Wildcard characters not working in CirrusSearch when using uppercase characters
Closed, ResolvedPublic

Description

Wildcard characters (like * ) are not working in CirrusSearch.

For example, https://www.mediawiki.org/w/index.php?search=Media%2Aiki&title=Special:Search&go=Go&searchToken=emr2elsxjgizhqzasysp76hkb (query "Media*iki") should give all pages containing MediaWiki, but does not give any results

https://en.wikipedia.org/w/index.php?search=Wiki%2Aedia&title=Special:Search&go=Go&searchToken=dx8uhwywemae0662p4ggeens9 (query "Wiki*edia") should give all pages containing Wikipedia, but does not give any results again.

This seems to be rather critical as it negatively affects capacity to use CirrusSearch

Event Timeline

NickK created this task.Mar 18 2017, 4:22 PM
Restricted Application added projects: Discovery, Discovery-Search. · View Herald TranscriptMar 18 2017, 4:22 PM
Restricted Application added subscribers: Base, Aklapper. · View Herald Transcript
NickK triaged this task as High priority.Mar 18 2017, 4:25 PM

Wildcard queries are not sent to the analyzers which means that the words in your query are not lower-cased and thus won't match any terms in the inverted index.
I agree that this is annoying and very confusing I will investigate to see if it's possible to force the analysis phase on wildcard tokens.
In the meantime I'd suggest to always use lowercase characters as a workaround:

dcausse renamed this task from Wildcard characters not working in CirrusSearch to Wildcard characters not working in CirrusSearch when using uppercase characters.Mar 18 2017, 4:41 PM

I'm curious to know if it's a recent regression that may have been caused by elasticsearch 5 migration. I'm tempted to say yes since it's the second bug report in the few days following elastic5 roll out.
I'll double check a restore the previous behavior if possible.

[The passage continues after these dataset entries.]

PR #937, opened 2017-10-13
S3C-1003 FX: COPY External backends encryption

nicolas2bert:
We need to exclude certain scenarios from using AWS/Azure server-side copy (for copy object and copy part) due to encryption.
Server side copy should only be allowed:
1) if source object and destination object are both on aws or both on azure.
2) if azure to azure, must be the same storage acocunt
3) if the source bucket is not an encrypted bucket and the destination bucket is not an encrypted bucket (unless the copy is all within the same bucket).
Also, we should make sure we are sending the sse header to aws if the destination location has SSE set to true in the locationConfig.

### DIFF
--- a/lib/data/external/AwsClient.js
+++ b/lib/data/external/AwsClient.js
@@ -6,6 +6,8 @@ const createLogger = require('../multipleBackendLogger');
 const { prepareStream } = require('../../api/apiUtils/object/prepareStream');
 const { logHelper, removeQuotes, trimXMetaPrefix } = require('./utils');
 const { config } = require('../../Config');
+const constants = require('../../../constants');
+const locationHeader = constants.objectLocationConstraintHeader;
 
 class AwsClient {
     constructor(config) {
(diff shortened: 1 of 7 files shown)


lib/data/external/AwsClient.js
```diff
@@ -403,21 +405,28 @@ class AwsClient {
...
+        const metaHeaders = trimXMetaPrefix(getMetaHeaders(headers));
+        const s3Params = {
             Bucket: this._awsBucketName,
             Key: destAwsKey,
             CopySource: `${sourceAwsBucketName}/${sourceKey}`,
             Metadata: metaHeaders,
             MetadataDirective: metadataDirective,
-        }, err => {
+        };
+        const isAWSServerSideEncrytion = headers[locationHeader] ?
```
LaurenSpiegel: what if the destination bucket is an AWS serviceSideEncryption location?

lib/data/wrapper.js
```diff
@@ -309,23 +363,35 @@ const data = {
...
         const locationTypeMatch = request.headers[locationHeader] ?
         config.getLocationConstraintType(sourceLocationConstraintName) ===
         config.getLocationConstraintType(request.headers[locationHeader])
         : true;
-        if (locationTypeMatch &&
+        const sourceBucketName = sourceBucketMD.getName();
+        const destBucketName = request.bucketName;
+        const isSameBucket = sourceBucketName === destBucketName;
+        const serverSideEncryption = destBucketMD.getServerSideEncryption();
+        const bucketNotEncrypted = serverSideEncryption
```
LaurenSpiegel: bucketsNotEncrypted

lib/data/wrapper.js
```diff
@@ -309,23 +363,35 @@ const data = {
...
+        === sourceBucketMD.getServerSideEncryption() === null;
+        if (locationTypeMatch && (isSameBucket || bucketNotEncrypted) &&
```
LaurenSpiegel: I would wrap all of this logic determining whether we can do server side copy in a utility function. That way it will be clearer and can be used for copy part as well. Plus, you can unit test it.

tests/functional/aws-node-sdk/test/multipleBackend/objectCopy/objectCopy.js
```diff
@@ -284,6 +286,30 @@ function testSuite() {
...
+                    `error: ${err}`);
+                    assert.strictEqual(result.CopyObjectResult.ETag,
+                        `"${correctMD5}"`);
+                    assertGetObjects(key, bucket, awsLocation, copyKey, bucket,
+                        awsLocationEncryption, copyKey, 'REPLACE', false, awsS3,
+                        awsLocation, done);
+                });
+            });
+        });
+
```
LaurenSpiegel: I would add unit tests for our logic of whether server side copy is ok.

lib/data/external/AwsClient.js
nicolas2bert: We only care about the object metadata location.
Each objects has its own location and we use this location to encrypt it or not.

PR #939, opened 2017-10-13
fix: dataStoreName stored on put

dora-korpar:


dora-korpar:
@ironman-machine try

dora-korpar:
Turns out @electrachong did a much more thorough fix of this same issue here: https://github.com/scality/S3/pull/929/files
which was reported a while ago, so we are using that solution instead

PR #941, opened 2017-10-17
chore: move StatsClient and RedisClient to arsenal

philipyoo:
Moving StatsClient and RedisClient to arsenal to reuse these classes
in other repos.

Module ioredis is moved to devDependencies because it is still being
used in the healthcheck tests.

This should be merged after https://github.com/scality/Arsenal/pull/353


electrachong:
@ironman-machine r+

I'm curious to know if it's a recent regression that may have been caused by elasticsearch 5 migration. I'm tempted to say yes since it's the second bug report in the few days following elastic5 roll out.

Yes, it is clearly a recent regression. I am currently using wildcard searches with uppercase charachters (looking for different spelling of people's last names more precisely) on a near-daily basis, and they worked correctly until last week.

Deskana added a subscriber: Deskana.

Pulling this in to the current sprint to further investigate what is happening.

This dropped in priority due to other work and ongoing discussions. I've bumped it back up to the top of our list to investigate.

dcausse changed the task status from Open to Stalled.EditedApr 24 2017, 3:12 PM

Unfortunately this seems to be a bug upstream (https://github.com/elastic/elasticsearch/issues/23620)
Reading the ticket the workaround I had in mind won't be sufficient (analyze_wildcard=true).
My local install (elastic 5.2.2) is not affected by the bug.
Marking as stalled for now, basically this bug will be fixed when elastic 5.3.x is installed.

debt added a subscriber: debt.

This will be resolved in the next version of ElasticSearch, moving to backlog for now

debt moved this task from needs triage to Up Next on the Discovery-Search board.Apr 27 2017, 5:09 PM

Moving to be with the epic (T163703)

dcausse closed this task as Resolved.Jun 12 2017, 7:26 AM

The new elasticsearch version is installed, confirmed that the bug is fixed.